**WORK REQUEST**
In the entries below, every line with the string "pixelData" is to be reported.

**RECORDED DATA**
= = = =

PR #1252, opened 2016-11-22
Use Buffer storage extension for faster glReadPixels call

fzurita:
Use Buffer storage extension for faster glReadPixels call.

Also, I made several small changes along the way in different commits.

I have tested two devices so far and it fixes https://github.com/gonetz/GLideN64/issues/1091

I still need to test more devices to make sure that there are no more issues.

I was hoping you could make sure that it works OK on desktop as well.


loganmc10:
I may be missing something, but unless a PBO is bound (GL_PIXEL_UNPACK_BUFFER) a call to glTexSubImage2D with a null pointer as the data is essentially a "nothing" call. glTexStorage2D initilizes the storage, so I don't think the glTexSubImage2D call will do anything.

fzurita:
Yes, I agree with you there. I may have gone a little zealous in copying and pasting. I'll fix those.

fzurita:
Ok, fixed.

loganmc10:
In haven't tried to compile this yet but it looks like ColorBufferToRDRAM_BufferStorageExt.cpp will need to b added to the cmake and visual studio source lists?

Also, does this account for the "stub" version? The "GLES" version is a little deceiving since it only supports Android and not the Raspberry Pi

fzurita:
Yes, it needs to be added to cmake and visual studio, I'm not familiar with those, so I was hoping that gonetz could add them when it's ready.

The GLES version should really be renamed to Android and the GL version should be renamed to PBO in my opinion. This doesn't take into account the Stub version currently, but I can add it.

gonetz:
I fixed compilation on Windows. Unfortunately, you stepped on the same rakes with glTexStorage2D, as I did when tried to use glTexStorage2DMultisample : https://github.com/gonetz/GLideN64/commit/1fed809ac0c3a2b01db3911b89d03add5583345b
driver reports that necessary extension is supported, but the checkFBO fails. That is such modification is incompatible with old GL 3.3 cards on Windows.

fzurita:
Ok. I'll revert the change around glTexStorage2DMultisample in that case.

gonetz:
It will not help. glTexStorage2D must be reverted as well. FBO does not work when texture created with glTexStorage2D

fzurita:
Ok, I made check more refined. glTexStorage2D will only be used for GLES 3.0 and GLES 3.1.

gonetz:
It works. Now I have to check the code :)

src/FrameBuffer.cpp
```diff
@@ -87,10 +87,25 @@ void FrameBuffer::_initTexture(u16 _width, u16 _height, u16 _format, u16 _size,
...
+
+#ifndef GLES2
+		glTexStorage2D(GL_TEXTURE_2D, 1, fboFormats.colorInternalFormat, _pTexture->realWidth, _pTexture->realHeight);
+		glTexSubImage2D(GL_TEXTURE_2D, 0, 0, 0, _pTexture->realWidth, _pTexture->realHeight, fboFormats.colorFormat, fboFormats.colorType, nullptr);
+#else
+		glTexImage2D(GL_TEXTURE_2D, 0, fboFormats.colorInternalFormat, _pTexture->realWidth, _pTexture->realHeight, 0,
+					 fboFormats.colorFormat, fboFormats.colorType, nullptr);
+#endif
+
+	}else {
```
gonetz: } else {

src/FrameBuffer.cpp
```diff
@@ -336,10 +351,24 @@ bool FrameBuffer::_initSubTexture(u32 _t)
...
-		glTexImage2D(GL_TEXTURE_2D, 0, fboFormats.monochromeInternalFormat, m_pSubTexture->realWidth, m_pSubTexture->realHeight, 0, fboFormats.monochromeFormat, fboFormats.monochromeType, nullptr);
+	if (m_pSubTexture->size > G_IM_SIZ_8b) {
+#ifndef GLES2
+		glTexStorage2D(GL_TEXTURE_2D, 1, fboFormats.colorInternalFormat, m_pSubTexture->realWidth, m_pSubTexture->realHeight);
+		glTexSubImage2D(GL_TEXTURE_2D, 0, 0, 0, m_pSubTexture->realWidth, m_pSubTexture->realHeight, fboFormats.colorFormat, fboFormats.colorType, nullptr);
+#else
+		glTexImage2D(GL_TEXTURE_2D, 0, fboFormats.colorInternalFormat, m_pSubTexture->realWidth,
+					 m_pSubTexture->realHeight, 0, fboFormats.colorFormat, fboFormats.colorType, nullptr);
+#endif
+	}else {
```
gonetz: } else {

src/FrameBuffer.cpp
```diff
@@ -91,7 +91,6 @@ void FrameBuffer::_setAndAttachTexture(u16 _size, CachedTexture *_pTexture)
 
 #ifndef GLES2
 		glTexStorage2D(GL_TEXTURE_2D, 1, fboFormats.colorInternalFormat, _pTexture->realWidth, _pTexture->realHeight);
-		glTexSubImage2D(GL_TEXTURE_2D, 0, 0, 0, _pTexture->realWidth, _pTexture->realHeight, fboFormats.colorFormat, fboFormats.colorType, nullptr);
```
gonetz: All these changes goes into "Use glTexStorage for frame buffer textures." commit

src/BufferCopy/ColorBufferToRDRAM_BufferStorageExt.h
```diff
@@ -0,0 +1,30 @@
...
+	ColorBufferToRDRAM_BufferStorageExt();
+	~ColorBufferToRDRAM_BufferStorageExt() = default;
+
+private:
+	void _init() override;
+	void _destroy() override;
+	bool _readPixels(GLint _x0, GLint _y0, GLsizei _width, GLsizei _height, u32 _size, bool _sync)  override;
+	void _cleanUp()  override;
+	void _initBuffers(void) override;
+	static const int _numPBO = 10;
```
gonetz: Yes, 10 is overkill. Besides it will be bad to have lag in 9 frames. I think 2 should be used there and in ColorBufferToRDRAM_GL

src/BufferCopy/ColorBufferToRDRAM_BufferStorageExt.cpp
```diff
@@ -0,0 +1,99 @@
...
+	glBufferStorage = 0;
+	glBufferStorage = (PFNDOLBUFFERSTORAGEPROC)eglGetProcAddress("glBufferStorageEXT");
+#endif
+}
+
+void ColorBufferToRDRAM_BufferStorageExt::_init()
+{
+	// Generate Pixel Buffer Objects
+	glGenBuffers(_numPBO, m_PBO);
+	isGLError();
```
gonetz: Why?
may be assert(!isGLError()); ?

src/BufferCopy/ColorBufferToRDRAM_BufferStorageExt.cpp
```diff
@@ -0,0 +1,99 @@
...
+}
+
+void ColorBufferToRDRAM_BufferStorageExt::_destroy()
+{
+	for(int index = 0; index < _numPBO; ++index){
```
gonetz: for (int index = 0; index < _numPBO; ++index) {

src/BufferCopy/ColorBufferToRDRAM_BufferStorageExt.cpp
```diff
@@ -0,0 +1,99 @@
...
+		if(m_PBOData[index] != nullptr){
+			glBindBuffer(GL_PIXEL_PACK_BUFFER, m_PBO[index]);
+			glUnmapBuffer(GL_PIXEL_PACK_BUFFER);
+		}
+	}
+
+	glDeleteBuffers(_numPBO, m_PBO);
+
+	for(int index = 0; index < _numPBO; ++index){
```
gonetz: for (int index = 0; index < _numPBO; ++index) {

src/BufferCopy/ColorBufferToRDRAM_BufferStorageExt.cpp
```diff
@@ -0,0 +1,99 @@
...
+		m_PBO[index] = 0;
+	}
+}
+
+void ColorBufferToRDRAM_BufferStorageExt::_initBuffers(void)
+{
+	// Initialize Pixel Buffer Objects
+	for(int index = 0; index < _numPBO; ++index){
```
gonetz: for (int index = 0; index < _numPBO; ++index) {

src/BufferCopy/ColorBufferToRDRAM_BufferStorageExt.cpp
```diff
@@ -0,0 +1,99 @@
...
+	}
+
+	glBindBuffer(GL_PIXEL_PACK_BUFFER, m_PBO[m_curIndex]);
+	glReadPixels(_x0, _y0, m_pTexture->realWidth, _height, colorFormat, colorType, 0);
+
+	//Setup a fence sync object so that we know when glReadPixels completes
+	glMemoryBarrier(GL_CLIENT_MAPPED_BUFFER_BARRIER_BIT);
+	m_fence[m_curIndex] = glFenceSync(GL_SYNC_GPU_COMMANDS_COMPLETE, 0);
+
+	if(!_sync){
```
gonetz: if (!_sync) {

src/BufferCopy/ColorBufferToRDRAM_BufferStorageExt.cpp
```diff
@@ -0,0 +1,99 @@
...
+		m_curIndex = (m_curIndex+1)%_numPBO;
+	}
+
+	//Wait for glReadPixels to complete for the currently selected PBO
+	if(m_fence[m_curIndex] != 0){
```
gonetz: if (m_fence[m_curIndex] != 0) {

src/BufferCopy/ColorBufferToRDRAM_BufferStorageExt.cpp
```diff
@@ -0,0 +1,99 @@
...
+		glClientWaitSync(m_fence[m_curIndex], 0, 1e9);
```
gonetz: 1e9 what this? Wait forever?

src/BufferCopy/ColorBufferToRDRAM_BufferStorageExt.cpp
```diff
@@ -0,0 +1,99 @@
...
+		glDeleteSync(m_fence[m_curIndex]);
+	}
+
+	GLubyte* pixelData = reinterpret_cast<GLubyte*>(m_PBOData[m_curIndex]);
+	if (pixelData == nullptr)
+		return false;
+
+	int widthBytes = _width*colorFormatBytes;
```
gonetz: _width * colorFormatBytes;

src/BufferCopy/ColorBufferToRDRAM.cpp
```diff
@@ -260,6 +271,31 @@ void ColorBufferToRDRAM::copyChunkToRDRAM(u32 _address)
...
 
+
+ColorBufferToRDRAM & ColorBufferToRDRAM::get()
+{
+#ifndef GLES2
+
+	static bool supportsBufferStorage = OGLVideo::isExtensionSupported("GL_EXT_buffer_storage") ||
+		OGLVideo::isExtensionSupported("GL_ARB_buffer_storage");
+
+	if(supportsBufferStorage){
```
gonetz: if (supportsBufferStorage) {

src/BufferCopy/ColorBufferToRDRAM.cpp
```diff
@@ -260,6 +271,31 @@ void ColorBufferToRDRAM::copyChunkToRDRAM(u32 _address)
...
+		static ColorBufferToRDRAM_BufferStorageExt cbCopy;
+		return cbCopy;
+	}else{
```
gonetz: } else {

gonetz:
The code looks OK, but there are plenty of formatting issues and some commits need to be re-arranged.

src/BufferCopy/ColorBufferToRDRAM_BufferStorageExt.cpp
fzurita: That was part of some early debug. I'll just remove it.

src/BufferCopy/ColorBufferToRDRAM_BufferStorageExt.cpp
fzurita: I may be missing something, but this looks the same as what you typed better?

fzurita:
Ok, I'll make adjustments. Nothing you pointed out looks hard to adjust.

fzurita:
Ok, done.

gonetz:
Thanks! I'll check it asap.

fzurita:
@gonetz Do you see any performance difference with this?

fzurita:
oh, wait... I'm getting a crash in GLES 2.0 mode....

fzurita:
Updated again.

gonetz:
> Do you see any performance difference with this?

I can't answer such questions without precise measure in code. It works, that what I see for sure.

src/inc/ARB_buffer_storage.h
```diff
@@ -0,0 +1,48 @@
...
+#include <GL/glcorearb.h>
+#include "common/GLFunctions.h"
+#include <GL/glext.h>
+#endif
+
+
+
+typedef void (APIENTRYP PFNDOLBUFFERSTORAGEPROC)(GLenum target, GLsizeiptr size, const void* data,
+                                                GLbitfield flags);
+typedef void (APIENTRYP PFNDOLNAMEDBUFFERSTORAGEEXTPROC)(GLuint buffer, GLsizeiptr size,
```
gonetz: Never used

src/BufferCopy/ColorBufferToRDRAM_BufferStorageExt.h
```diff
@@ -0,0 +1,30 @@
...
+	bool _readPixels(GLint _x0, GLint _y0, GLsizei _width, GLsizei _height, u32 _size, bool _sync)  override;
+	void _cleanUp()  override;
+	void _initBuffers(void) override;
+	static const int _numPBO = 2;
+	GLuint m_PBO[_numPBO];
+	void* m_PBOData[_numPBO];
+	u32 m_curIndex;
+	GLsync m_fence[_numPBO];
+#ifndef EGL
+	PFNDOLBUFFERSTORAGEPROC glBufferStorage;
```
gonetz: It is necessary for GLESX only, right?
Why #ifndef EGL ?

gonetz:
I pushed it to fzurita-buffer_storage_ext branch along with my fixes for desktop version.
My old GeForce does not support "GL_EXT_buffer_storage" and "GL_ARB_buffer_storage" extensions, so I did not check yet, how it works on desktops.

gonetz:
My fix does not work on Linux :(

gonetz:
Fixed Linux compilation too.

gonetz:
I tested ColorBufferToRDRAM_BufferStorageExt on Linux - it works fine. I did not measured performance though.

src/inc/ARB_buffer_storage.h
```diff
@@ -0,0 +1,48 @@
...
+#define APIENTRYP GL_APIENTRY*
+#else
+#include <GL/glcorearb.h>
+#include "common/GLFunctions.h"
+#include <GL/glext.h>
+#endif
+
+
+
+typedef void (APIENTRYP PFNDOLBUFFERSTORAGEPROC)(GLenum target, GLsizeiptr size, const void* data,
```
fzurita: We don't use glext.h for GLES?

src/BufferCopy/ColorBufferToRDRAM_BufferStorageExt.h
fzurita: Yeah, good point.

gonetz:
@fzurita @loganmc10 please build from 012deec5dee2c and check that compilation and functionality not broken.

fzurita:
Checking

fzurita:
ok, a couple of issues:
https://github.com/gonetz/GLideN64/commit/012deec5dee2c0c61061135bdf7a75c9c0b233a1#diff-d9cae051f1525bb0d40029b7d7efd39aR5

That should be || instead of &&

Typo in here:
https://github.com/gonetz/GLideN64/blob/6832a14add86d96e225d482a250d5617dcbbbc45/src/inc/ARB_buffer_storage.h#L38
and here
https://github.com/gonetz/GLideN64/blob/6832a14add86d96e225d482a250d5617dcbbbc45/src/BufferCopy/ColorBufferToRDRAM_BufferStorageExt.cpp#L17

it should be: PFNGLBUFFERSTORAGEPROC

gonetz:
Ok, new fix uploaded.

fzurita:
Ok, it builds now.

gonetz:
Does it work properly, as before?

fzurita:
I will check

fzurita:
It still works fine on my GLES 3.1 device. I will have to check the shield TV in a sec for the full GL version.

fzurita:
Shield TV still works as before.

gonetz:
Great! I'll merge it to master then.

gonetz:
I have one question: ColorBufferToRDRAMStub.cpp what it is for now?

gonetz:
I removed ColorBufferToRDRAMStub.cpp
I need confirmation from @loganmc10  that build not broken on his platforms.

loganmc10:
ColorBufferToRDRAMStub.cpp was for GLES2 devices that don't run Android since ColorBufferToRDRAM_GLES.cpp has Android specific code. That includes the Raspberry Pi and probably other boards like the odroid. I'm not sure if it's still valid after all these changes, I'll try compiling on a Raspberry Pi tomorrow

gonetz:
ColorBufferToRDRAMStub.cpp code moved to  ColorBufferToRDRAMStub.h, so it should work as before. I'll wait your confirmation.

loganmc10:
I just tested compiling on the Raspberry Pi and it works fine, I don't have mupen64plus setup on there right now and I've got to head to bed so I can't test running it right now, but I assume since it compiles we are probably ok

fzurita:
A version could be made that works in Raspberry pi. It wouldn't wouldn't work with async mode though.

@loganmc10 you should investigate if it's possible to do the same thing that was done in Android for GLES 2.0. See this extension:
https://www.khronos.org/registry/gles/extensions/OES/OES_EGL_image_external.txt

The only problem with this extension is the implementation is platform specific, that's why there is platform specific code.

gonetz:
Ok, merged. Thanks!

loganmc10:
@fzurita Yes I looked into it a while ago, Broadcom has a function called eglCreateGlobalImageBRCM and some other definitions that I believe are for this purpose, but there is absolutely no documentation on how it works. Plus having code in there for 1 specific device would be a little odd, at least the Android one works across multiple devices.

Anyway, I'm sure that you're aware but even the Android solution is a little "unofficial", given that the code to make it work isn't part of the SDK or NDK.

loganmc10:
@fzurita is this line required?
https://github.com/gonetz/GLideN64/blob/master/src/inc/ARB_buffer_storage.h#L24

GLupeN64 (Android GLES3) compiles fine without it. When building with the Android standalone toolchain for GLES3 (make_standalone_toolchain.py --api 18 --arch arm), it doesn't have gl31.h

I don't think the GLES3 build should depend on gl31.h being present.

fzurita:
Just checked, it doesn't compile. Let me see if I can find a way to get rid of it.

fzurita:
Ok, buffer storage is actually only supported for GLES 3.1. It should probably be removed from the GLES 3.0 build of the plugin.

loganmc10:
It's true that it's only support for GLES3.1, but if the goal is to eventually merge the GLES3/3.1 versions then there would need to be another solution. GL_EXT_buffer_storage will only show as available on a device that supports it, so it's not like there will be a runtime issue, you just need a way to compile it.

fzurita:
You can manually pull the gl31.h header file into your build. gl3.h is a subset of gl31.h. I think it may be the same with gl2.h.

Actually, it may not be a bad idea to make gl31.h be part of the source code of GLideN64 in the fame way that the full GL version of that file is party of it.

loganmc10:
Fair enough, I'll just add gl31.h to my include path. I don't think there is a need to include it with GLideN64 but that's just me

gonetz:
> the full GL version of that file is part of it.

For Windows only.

= = = =

**OUTPUT OF THE TASK**
+	GLubyte* pixelData = reinterpret_cast<GLubyte*>(m_PBOData[m_curIndex]);
+	if (pixelData == nullptr)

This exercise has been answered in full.